Clashes Erupt at North Macedonia Protest Against Terror Verdict

Thousands of ethnic Albanians took to the streets of Skopje on Friday for a “protest for justice”, demanding freedom for the five ethnic Albanians who were sentenced to prison on Tuesday for the 2012 murders of five ethnic Macedonians.
The protest organised by the families and supporters of the convicted man started in Skopje’s Albanian-dominated municipality of Cair, with people shouting “Justice for Albanians” and calling politicians and the judiciary “crooks”.
They also carried banners calling for the resignation of prosecutors. One placard read: “Macedonia has corrupt courts and prosecutors.”
Violence broke out after a brief stand-off with armed riot police escalated who had cordoned off the boulevard leading towards the court buildings complex in central Skopje, which was the protestors’ intended destination.

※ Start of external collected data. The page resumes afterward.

PR #7474, opened 2022-11-28
Feat/lambda with basic defaults

nfuden:
# Description

New Lambda functionality to enable route level overrides as well as a way to use the first function for uses cases such as older portal that cant set all the fields for aws specs on routes.

# Context

This PR does not attempt to change anything about envoy configuration for those who have not opted in or set new options.
The ability to use the first function should only occur if and when helm configuration is set as it is a behavior change that we likely don't want in general. 
https://github.com/solo-io/solo-projects/pull/4313 implements the breaking function signature change in ee.

# Testing Notes
The first consideration in this PR is routes without destinationspec for functions. This should only occur if the helm setting is enabled.
To test take a valid setup with 1 function. Go to the route and delete the function specifier. Expect an error. Update settings to allow for defaults expect to get back to the same envoy configuration.

The second consideration is defaults. Take a valid setup with a destinationspec that has at least 1 non-default value, for example request transformation. 
1. Set that non-default value on the upstream's defaults. Nothing should change. 
2. Set that non-default value back to default. Nothing should change
3. Set the non-default value back to default on the upstream defaults. The configuration should change.


projects/gloo/api/v1/options/aws/aws.proto
```diff
@@ -42,6 +42,9 @@ message UpstreamSpec {
    
     // Optional override to disable role chaining;
     bool disable_role_chaining = 6;
+    
+    // Default Destination settings. Will override any settings on normal destinations with any non-empty defaults.
```
ben-taussig-solo, line 46: Nit: what do we mean by `normal destinations` -- should it be just `destinations` or `destinations pointing to this upstream` instead?

projects/gloo/pkg/plugins/aws/plugin.go
```diff
@@ -117,45 +126,23 @@ func (p *Plugin) ProcessUpstream(params plugins.Params, in *v1.Upstream, out *en
 		ConfigType: &envoy_config_core_v3.TransportSocket_TypedConfig{TypedConfig: typedConfig},
 	}
 
-	var accessKey, sessionToken, secretKey string
+	// To utilize the aws lambda plugin much of the power comes via its secret management
+	// Check that one of the supported auth paradigms in enabled.
+	// Currently: static secret ref, credential discovery or ServiceAccountCreds such in eks
```
ben-taussig-solo, line 131: Super nit: can we add a date to this comment, I.E.: `Currently as of 11/29/2022:`

ben-taussig-solo: I guess git history makes this clear, closing the conversation

projects/gloo/pkg/plugins/aws/plugin.go
```diff
@@ -334,35 +321,100 @@ func (p *Plugin) HttpFilters(_ plugins.Params, _ *v1.HttpListener) ([]plugins.St
...
+		// TransformerConfig is intentionally not included as that is an enterprise only feature
+		TransformerConfig: nil,
+	}
+
+	return lambdaRouteFunc, nil
+
+}
+
+// deriveStaticSecret from ingest if we are using a kubernetes secretref
+// TODO(nfuden): find a way to pull out params from this.
```
ben-taussig-solo, line 389: What is the status of this TODO?

projects/gloo/pkg/plugins/aws/plugin.go
```diff
@@ -334,35 +321,100 @@ func (p *Plugin) HttpFilters(_ plugins.Params, _ *v1.HttpListener) ([]plugins.St
...
+// Named returns with the derived string contents or an error due to retrieval or format.
+func deriveStaticSecret(params plugins.Params, secretRef *core.ResourceRef) (access, session, secret string, err error) {
+	glooSecret, err := params.Snapshot.Secrets.Find(secretRef.Strings())
+	if err != nil {
+		err = errors.Wrapf(err, "retrieving aws secret")
+		return
```
ben-taussig-solo, line 395: Is this identical to `return "", "", "", err`?

projects/gloo/pkg/plugins/aws/plugin.go
```diff
@@ -334,35 +321,100 @@ func (p *Plugin) HttpFilters(_ plugins.Params, _ *v1.HttpListener) ([]plugins.St
 	return filters, nil
 }
 
-func GenerateAWSLambdaRouteConfig(destination *aws.DestinationSpec, upstream *aws.UpstreamSpec) (*AWSLambdaPerRoute, error) {
+// GenerateAWSLambdaRouteConfig is an overridable way to handle destination logic for lambdas.
+// Passed in at plugin creation as it fulfills PerRouteConfigGenerator interface
+func GenerateAWSLambdaRouteConfig(options *v1.GlooOptions_AWSOptions, destination *aws.DestinationSpec, upstream *aws.UpstreamSpec) (*AWSLambdaPerRoute, error) {
+
+	// merge the non-default values (trues and non-zeros) from default onto destination
```
ben-taussig-solo, line 328: The comment suggests that you're aware of this, but Gunnar and I have each dealt with some frustrating behavior related to merging explicitly specified default values using mergo (AFAIK this is not a failure of the library, but moreso an issue with using non-nil-able datatypes). To what extent do we expect this to be an issue for us? Are there usecases we want to support which might be blocked by this limitation?

Off the top of my head, I feel like most lambda destination settings require a user to set a flag to `true`, so we might be safe

nfuden: We chatted in slack around this and decided that this felt safe for the current fields and that also as we add more fields we should always try to have them be nullable otherwise this type of operation is potentially dangerous

projects/gloo/api/v1/options/aws/aws.proto
nfuden: Does the updated wording work for you?

changelog/v1.14.0-beta1/lambda-no-function.yaml
```diff
@@ -0,0 +1,11 @@
+changelog:
+  - type: NEW_FEATURE
+    description: >
+      Add option that allows usage of lambda upstreams without specifying a function.
+      Affects custom extensions of the lambda extension built in go that use gloo as a library.
```
kdorosh, line 5: nit; can we add a bit more information for the user so they can decide at a glance if this is an interesting feature for them or not? i.e. what's the UX for this new feature how would a user interact and use this?

projects/gloo/api/v1/options/aws/aws.proto
```diff
@@ -42,6 +42,9 @@ message UpstreamSpec {
    
     // Optional override to disable role chaining;
     bool disable_role_chaining = 6;
+    
+    // Default Destination settings. Will override any settings on specified destinations with any non-default settings specified.
+    DestinationSpec default_destination_settings = 7;
```
kdorosh, line 47: our typical model is more specific resources override more generic / parental ones. thus i think the name `default_destination_settings` is a bit redundant. perhaps just `destination_overrides`?

projects/gloo/api/v1/settings.proto
```diff
@@ -533,6 +533,13 @@ message GlooOptions {
         // Does not affect the default filewatch for service account only augments it.
         // Defaults to not refreshing on time period. Suggested is 15 minutes.
         google.protobuf.Duration credential_refresh_delay = 4;
+
+        // Sets the unsafe behavior where a route can specify a lambda upstream
```
kdorosh, line 537: can we call out for users who may not be as security focused why this is unsafe?

projects/gloo/api/v1/options/aws/aws.proto
nfuden: Given that our proto is not nullable I wanted to call out loudly that we dont have the cleanest of behaviors here.
I am happy to make the name change if we prefer

kdorosh: perhaps we can make the name change and update the comment to explicitly call out that all fields will be overwritten (no merging)?

projects/gloo/api/v1/options/aws/aws.proto
ben-taussig-solo: Currently the comment says `Will override any settings on specified destinations with any non-default settings specified.`

This kind of leaves me with two questions:
 - _which_ settings get overridden?
 - how is a destination specified

I think the answers to these questions are:
 - The AWS DestinationSpec gets overridden
 - This occurs for any route that points to this upstream which specifies an AWS destinationSpec

With that in mind, could we change this to something like:

`Specifies default AWS DestinationSpec configuration for any route targeting this upstream. Note that the route in question must have an AWS DestinationSpec to be affected.`

^^^ I don't love this, but I'm trying to eliminate ambiguity

projects/gloo/api/v1/settings.proto
nfuden: I think the lines below represent the risk on it.

nfuden: Would you prefer if we prefix that line with something along the lines of `What makes this dangerous` and then go into the explanation?

projects/gloo/api/v1/options/aws/aws.proto
nfuden: Yeah I feel it I put an adapted version of that in the comment.

ben-taussig-solo: Looks good!

changelog/v1.14.0-beta1/lambda-no-function.yaml
nfuden: Yeah I dont want to call it out too loudly but I updated the changelog to describe the use case a bit more explicitly. 
Do you feel the new format covers it?

kdorosh: I would just mention that it's Gloo Portal not just Portal but yes lgtm

projects/gloo/api/v1/settings.proto
kdorosh: yeah i think that extra prefix helps, but upon second read this isn't totally misleading

changelog/v1.14.0-beta1/lambda-no-function.yaml
nfuden: Yeah good point

ben-taussig-solo (approved):

kdorosh (approved):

After a series of scuffles, with protestors trying to breach the police line and throwing stones and other heavy objects at the officers, the protest that was organised by the families and supporters of the convicted people, the clashes escalated.
A team of reporters from North Macedonia’s state news agency MIA was attacked just seconds before the police went on the offensive to push the protestors away from central Skopje and back towards the Cair municipality.
As the throwing of rocks continued, the police used shock grenades and armoured vehicles to disperse the crowd, which retreated to the city’s landmark Bit Pazar, an open-air market.
The violence did not last long, and as police ceased to pursue protesters further into the market, the situation calmed and the crowds dispersed.
The demonstration in Skopje follows Tuesday’s verdict in an ethnically-charged, politically contentious retrial of six ethnic Albanians for the 2012 murders of five Macedonian men.
Three defendants were sent to life in prison, two were given long jail sentences while one was acquitted at the retrial.
However the retrial failed to shed new light on the case and quell speculation about whether the suspects were set up by the authorities and made scapegoats for political reasons by the authoritarian government of Prime Minister Nikola Gruevski, which was in power at the time.